Goal of the exercise:
From the records below, take each line where the string "Enable" shows up and copy it.

[Stored data entries]
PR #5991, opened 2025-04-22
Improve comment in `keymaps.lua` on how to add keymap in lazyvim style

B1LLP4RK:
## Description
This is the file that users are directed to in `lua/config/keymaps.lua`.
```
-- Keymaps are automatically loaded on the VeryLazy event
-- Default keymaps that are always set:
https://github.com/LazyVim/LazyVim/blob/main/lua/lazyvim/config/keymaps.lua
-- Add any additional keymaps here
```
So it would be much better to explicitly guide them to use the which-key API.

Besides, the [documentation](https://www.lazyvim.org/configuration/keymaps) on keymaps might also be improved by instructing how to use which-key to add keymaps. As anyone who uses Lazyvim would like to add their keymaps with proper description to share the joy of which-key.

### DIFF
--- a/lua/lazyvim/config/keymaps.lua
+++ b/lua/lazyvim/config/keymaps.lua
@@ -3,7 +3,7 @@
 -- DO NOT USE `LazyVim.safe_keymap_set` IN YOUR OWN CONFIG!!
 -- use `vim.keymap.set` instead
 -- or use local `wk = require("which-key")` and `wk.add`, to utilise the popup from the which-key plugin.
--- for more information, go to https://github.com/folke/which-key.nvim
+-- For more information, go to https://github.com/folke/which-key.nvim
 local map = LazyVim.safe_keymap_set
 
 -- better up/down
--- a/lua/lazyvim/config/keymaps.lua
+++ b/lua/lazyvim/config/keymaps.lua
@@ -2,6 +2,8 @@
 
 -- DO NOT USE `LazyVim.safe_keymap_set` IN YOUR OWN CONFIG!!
* * *
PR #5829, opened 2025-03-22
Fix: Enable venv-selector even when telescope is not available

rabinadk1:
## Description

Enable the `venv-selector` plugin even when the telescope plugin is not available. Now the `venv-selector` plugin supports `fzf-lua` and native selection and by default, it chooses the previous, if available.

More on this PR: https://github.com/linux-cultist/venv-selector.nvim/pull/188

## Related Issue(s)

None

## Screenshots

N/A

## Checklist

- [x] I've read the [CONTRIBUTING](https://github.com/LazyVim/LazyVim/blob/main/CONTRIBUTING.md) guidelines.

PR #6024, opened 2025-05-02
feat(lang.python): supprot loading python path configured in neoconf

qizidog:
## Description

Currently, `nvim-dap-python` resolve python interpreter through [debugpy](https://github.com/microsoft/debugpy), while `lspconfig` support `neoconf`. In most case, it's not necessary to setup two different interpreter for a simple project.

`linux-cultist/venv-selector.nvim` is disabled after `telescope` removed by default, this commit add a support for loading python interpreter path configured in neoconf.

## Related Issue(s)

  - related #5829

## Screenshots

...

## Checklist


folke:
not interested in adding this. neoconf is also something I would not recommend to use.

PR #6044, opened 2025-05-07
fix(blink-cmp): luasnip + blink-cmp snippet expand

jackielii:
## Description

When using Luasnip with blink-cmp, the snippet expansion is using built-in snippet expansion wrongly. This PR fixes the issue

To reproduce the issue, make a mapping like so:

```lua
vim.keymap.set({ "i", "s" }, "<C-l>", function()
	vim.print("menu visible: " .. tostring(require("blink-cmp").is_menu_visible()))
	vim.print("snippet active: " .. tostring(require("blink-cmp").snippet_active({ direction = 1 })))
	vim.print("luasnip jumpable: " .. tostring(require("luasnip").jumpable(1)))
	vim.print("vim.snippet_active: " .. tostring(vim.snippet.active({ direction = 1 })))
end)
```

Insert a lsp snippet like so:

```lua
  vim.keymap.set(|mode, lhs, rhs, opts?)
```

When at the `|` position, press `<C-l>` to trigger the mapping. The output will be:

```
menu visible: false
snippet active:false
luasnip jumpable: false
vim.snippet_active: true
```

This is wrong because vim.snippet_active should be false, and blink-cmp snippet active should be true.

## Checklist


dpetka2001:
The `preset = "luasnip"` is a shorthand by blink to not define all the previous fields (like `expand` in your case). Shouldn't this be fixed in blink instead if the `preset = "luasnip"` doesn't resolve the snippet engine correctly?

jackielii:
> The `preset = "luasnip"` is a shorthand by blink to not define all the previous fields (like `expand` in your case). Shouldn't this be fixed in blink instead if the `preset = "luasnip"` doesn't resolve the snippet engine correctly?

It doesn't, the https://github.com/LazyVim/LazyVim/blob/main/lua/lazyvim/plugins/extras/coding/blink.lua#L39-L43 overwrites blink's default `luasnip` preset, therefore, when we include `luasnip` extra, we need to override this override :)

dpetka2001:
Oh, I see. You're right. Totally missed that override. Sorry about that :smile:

Response:
Fix: Enable venv-selector even when telescope is not available
Enable the `venv-selector` plugin even when the telescope plugin is not available. Now the `venv-selector` plugin supports `fzf-lua` and native selection and by default, it chooses the previous, if available.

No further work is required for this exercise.